Toxic DIY products

Avoid toxic products

One of the best ways to put yourself off using many DIY products is to look at the packet – the recommended precautions can read like a horror story.

If you really need to use them, always protect yourself; use sparingly; store carefully (remember where you put the old container, so you won’t have to buy more next time!); and dispose of as responsibly as you can.
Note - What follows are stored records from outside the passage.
PR #8531, opened 2024-10-11
feat(rust): improvements to portals commands outputs

adrianbenavides:
New behaviour:
- The plain output of commands will always be logged, regardless of the passed output format. This fixes the issue where only the machine or json output was logged, lacking the necessary context to understand the command output.

Review output of the commands:
- `project enroll`
- `relay create`
- `tcp-inlet/outlet create`
- `influxdb-inlet/outlet create`

### DIFF
--- a/implementations/rust/ockam/ockam_api/src/nodes/service/relay.rs
+++ b/implementations/rust/ockam/ockam_api/src/nodes/service/relay.rs
@@ -37,19 +37,20 @@ impl NodeManagerWorker {
     ) -> Result<Response<RelayInfo>, Response<Error>> {
         let CreateRelay {
             address,
-            alias,
+            name,
             authorized,
             relay_address,
         } = create_relay;
+
         match self
             .node_manager
-            .create_relay(ctx, &address, alias, authorized, relay_address)
+            .create_relay(ctx, &address, name.clone(), authorized, relay_address)
             .await
         {
             Ok(body) => Ok(Response::ok().with_headers(req).body(body)),
             Err(err) => Err(Response::internal_error(
                 req,
-                &format!("Failed to create relay: {}", err),
+                &format!("Failed to create relay at {address} with name {name}. {err}"),
             )),
         }
     }
--- a/implementations/rust/ockam/ockam_api/src/ui/terminal/mod.rs
+++ b/implementations/rust/ockam/ockam_api/src/ui/terminal/mod.rs
@@ -350,62 +350,33 @@ impl<W: TerminalWriter + Debug> Terminal<W, ToStdOut> {
     }
 
     pub fn write_line(mut self) -> Result<()> {
-        // Check that there is at least one output format defined
-        if self.mode.output.plain.is_none()
-            && self.mode.output.machine.is_none()
-            && self.mode.output.json.is_none()
+        let msg = match self
+            .mode
+            .output
+            .get_message(&self.output_format, self.is_tty())?
         {
-            return Err(miette!("At least one output format must be defined"))?;
-        }
-
-        let plain = self.mode.output.plain.clone();
-        let machine = self.mode.output.machine.clone();
-        let json = self.mode.output.json.clone();
-        let (pretty, jq_query) = match self.output_format.clone() {
-            OutputFormat::Json { pretty, jq_query } => (pretty, jq_query),
-            _ => (false, None),
+            Some(msg) => msg,
+            None => return Ok(()),
         };
 
-        let msg = match self.output_format {
-            OutputFormat::Plain => {
-                // If interactive, use the following priority: Plain -> Machine -> JSON
-                if self.stdout.is_tty() {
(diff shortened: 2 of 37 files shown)


implementations/rust/ockam/ockam_api/src/nodes/service/relay.rs
```diff
@@ -37,20 +37,27 @@ impl NodeManagerWorker {
...
         {
             Ok(body) => Ok(Response::ok().with_headers(req).body(body)),
-            Err(err) => Err(Response::internal_error(
-                req,
-                &format!("Failed to create relay: {}", err),
-            )),
+            Err(err) => match err.code().kind {
+                Kind::Timeout => Err(Response::internal_error(
+                    req,
+                    &format!("Failed to create relay at {address} with name {name}. Make sure you are allowed to create this relay. {err}")
```
etorreborre: How could we be even more specific there? How can a user check that they can, or not, create a relay?
The other big improvement would be to get a response telling the user that they not authorized to create a relay, instead of relying on a timeout (but that's obviously outside of the scope of this PR).

I'm also not sure what the error message brings here. This makes the line pretty long, and we still display an
error message with a code 500 (we need to fix that) below.

implementations/rust/ockam/ockam_command/src/project/ticket.rs
```diff
@@ -115,10 +115,16 @@ impl Command for TicketCommand {
...
         // Request an enrollment token that a future member can use to get a
         // credential.
-        let token = authority_node_client
-            .create_token(ctx, attributes, self.expires_in, self.usage_count)
-            .await
-            .map_err(Error::Retry)?;
+        let token = {
+            let pb = opts.terminal.progress_bar();
+            if let Some(pb) = pb.as_ref() {
+                pb.set_message("Creating enrollment ticket...");
```
etorreborre: "Creating _an_ enrollment ticket", maybe?

implementations/rust/ockam/ockam_api/src/ui/terminal/mod.rs
```diff
@@ -401,6 +402,13 @@ impl<W: TerminalWriter + Debug> Terminal<W, ToStdOut> {
             },
         };
 
+        // Log the plain message if present
+        if let Some(plain) = self.mode.output.plain.as_ref() {
+            if msg.ne(plain) {
```
etorreborre: Having to compare full messages here is a bit of a red flag. 

I would suggest to refactor some code in that function:
 
- Have a method on `self.mode.output.get_message(format, is_tty): Result<OutputMessage>`.
- That method returns an error if no output has been selected, otherwise it applies the priority rules
- `OutputMessage` is an enum with alternatives `Plain(String) | Machine(String) | Json(String)`.
- The formatting of the `Json` type can be done directly in `get_message` (or raise an error if formatting can't be done).
- Then pattern-matching on `(OutputMessage, self.output.plain.as_ref())` we can decide:
   - To log both messages if `OutputMessage` is `Json` or `Machine` and `self.output.plain` is defined.
   - To log only `OutputMessage` otherwise.

One advantage is that we can now unit test the priority rules.

etorreborre (dismissed):
🚙  I left a possible idea for a refactoring.

implementations/rust/ockam/ockam_api/src/nodes/service/relay.rs
adrianbenavides: > How can a user check that they can, or not, create a relay?

I think this would require refactoring the inners of how secure channel are created. I think at some point we know/log whether an identity is authorized to create the secure channel, but we always get a timeout as the final error.

But yeah, I agree that this change may be assuming too much about the underlying error. I think I should rollback it.

implementations/rust/ockam/ockam_api/src/ui/terminal/mod.rs
adrianbenavides: I've added this 👍

implementations/rust/ockam/ockam_api/src/ui/terminal/mod.rs
```diff
@@ -350,62 +350,33 @@ impl<W: TerminalWriter + Debug> Terminal<W, ToStdOut> {
...
-                            self.process_json_output(json, pretty, jq_query.as_ref())?
-                        }
-                        (None, None, Some(plain)) => plain,
-                        _ => unreachable!(),
-                    }
-                }
+        // Log the message in the given format and the plain message if present
+        match (&msg, self.mode.output.plain.as_ref()) {
+            // msg == plain, so we log it once
+            (OutputMessage::Plain(msg), Some(_)) => {
```
etorreborre, line 365: Small thing: here we can just go `(OutputMessage::Plain(_), Some(_))` and not even do a message comparison.

etorreborre (approved):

However, avoiding toxic products is becoming easier as the range of green DIY products available is expanding. Green DIY suppliers offer not only a good range of products but also advice and information on the products and their use.

Particular hazards:

  • PVC is a toxic carcinogen, and a source of hormone-disrupting chemicals. It is used in a vast range of products, including wallpapers, shower curtains, water pipes and packaging.
  • MDF – Medium Density Fibreboard – is a bland, versatile, easy-to-use indoor DIY material. It’s also a major health hazard. It contains urea formaldehyde, and the fibrous dust produced when cutting and sanding MDF is very dangerous, causing irritation to eyes and lungs. Proper ventilation, facemasks and goggles are essential when working with it. Formaldehyde can be released throughout the life of this product – it’s toxic through and through. DO NOT BURN!
  • Fibreglass and fibreglass-type products: the resin is toxic, the dust is a vicious irritant. And yet it’s a fantastically versatile material, with uses from whole boats to car body filler. Is there an alternative, more benign product for the job you want to do?
  • Wooden products are often tanalised – impregnated under pressure with highly toxic substances such as arsenic – to protect against rot. Look for a pale green stain soaked into the outer layer, typically on roughly sawn softwood which otherwise wouldn’t last any time at all outside in the wet. We advise against buying such products: at the very least, DON’T BURN THEM! Burning tanalised wood releases arsenic, a cumulative poison, into your immediate atmosphere.
  • Conventional wood preservatives are highly toxic, especially to aquatic life. Boron is an alternative for protecting timber against rot and insect attack: because it is water-soluble it can be formulated to penetrate wood without using toxic solvents.
  • Many timber treatments are toxic to human beings and pets – and loft-dwelling bats – as well as to their intended targets. Dry rot, wet rot and woodworm need a suitably damp habitat to survive and thrive, the Pesticide Action Network explains; ‘Solve your damp problem and you have gone a long way to solving your pest problem.’
  • Paintstrippers, coatings removers, brush cleaners etc. usually contain vicious solvents: product labels warn of ‘irreversible effects’. ‘I just do not understand why these dangerous products are still being sold over-the-counter to consumers, who often do not read the warning labels on the tin,’ says Ivor Chivers, founder of Eco Solutions, which manufactures safe, water-based alternatives. The products were developed in response to the high turnover of employees and frequent complaints of headaches in a professional coatings removal business.
  • Paint is such a ubiquitous and hazardous DIY staple that it deserves a whole section by itself.

Disposing of DIY residues

Contact your local authority for advice on disposal of oil, paint, chemicals, batteries, unused fibreglass resin, glue, solvents and other toxic DIY waste.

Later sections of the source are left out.